Issue #808, opened 2023-01-06
Aggressive MPI hang detection?


c-prather:
Randomly when running KHARMA, but particularly for small block sizes relative to MPI latency, I often seem to trigger the following Parthenon error:

```
### PARTHENON ERROR
  Condition:   *nrecv_tries_ < 1e6
  Message:     MPI probably hanging after 1e6 receive tries.
  File:        /builds/AFD-Illinois/kharma/external/parthenon/src/utils/communication_buffer.hpp
  Line number: 326
MPI probably hanging after 1e6 receive tries.
Backtrace etc etc blah blah blah
```

When I comment the line that checks this, the code always seems to run fine.  However, as the error is not deterministic, I can't be absolutely sure it's *not* a hang in those cases.  Though fwiw, I have not encountered a true hang ever after disabling the check.

I definitely abuse the scatter/gather tooling from Parthenon (writing e.g. `while(my_reduction.CheckReduce() == TaskStatus::incomplete);`) but I don't believe that this receive routine is used in that tooling at all.  From what I can tell, this check is only for exchanging ghost zones, and the frequency of those checks is entirely controlled by Parthenon.

I'll continue to look at more reliably reproducing the error, and whether any of the situations causing this to fire are in fact hangs.  I'm posting this now in case anyone else has run into this, and to solicit any justification for the 1e6 number vs, e.g., 1e7 or 1e8, which seems likely still to translate to a few seconds/minutes of idle hang time in the worst case.  I understand that letting an MPI hang go unaddressed is probably inadvisable, as on large machines it would waste time, but it's looking like the detection should be slightly more lenient.

pgrete:
Same here. I can confirm that I've also experience this and increasing the counter fixed it without any other errors.
Given that the code only proceeds once all messages are successfully exchanged, seeing no errors is a strong indicator that this is not a bug but just a too stringent test.
So I'm in favor of increasing the counter to, say, 1e8. (as 1e6 typically happens effectively immediately so 1e7 may still be barely working and 1e8 should be safe to assume that comms failed).

lroberts36:
Yes, 1e6 was mostly a guess when I put it in. It seemed to work for the test suite problems, but I never tested it more than that. I think going to 1e8 is reasonable, but maybe it should be a user configurable parameter.

c-prather:
Merged #809 technically closes. User-specified and/or walltime-based hang criterion should be a separate issue

PR #809, opened 2023-01-09
Looser MPI hang detection: wait a few seconds to error

c-prather:
Addresses crash described in #808 in the crudest possible way.

## PR Summary

Some downstreams were seeing a Parthenon error due to some hang detection code in communication_buffer.hpp.  This is likely due to fast MPI checks vs. the network latency: even in normal circumstances, without an MPI hang, a rank could conceivably check 1e6 times for a message before receiving one.

This raises the hard-coded check limit to 1e8 tries, which still should not take very long to hit (judging by the rate to reach 1e6 checks, maybe a minute at the very most).

One alternative mentioned in the issue would be to make the limit user-configurable -- however, it's not immediately obvious to me how to implement this without an extra parameter in the CommBuffer constructor, which would require widespread changes and a couple of documentation updates.  Would love any pointers on how to plumb through the option if there's a better way to do so.

## PR Checklist

- [ ] Code passes cpplint
- [ ] Code is formatted

### DIFF
--- a/src/utils/communication_buffer.hpp
+++ b/src/utils/communication_buffer.hpp
@@ -320,8 +320,8 @@ bool CommBuffer<T>::TryReceive() noexcept {
       *comm_type_ == BuffCommType::sparse_receiver) {
 #ifdef MPI_PARALLEL
     (*nrecv_tries_)++;
-    PARTHENON_REQUIRE(*nrecv_tries_ < 1e6,
-                      "MPI probably hanging after 1e6 receive tries.");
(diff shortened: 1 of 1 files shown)


lroberts36:
This looks fine to me. 

I *think* I would just add the user configurable limit as a global variable. A little bit hacky, but it gets around the problem @bprather points out. 

It may also be worth having a discussion if we want to stop on the number of calls or add a time to `CommBuffer`.

lroberts36 (approved):
LGTM

Yurlungur (approved):

pgrete (approved):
=====
> TASK GOAL:
Once every line of the material holding the word "opened" has been counted, report the total and nothing more.

> EXERCISE SOLUTION:
2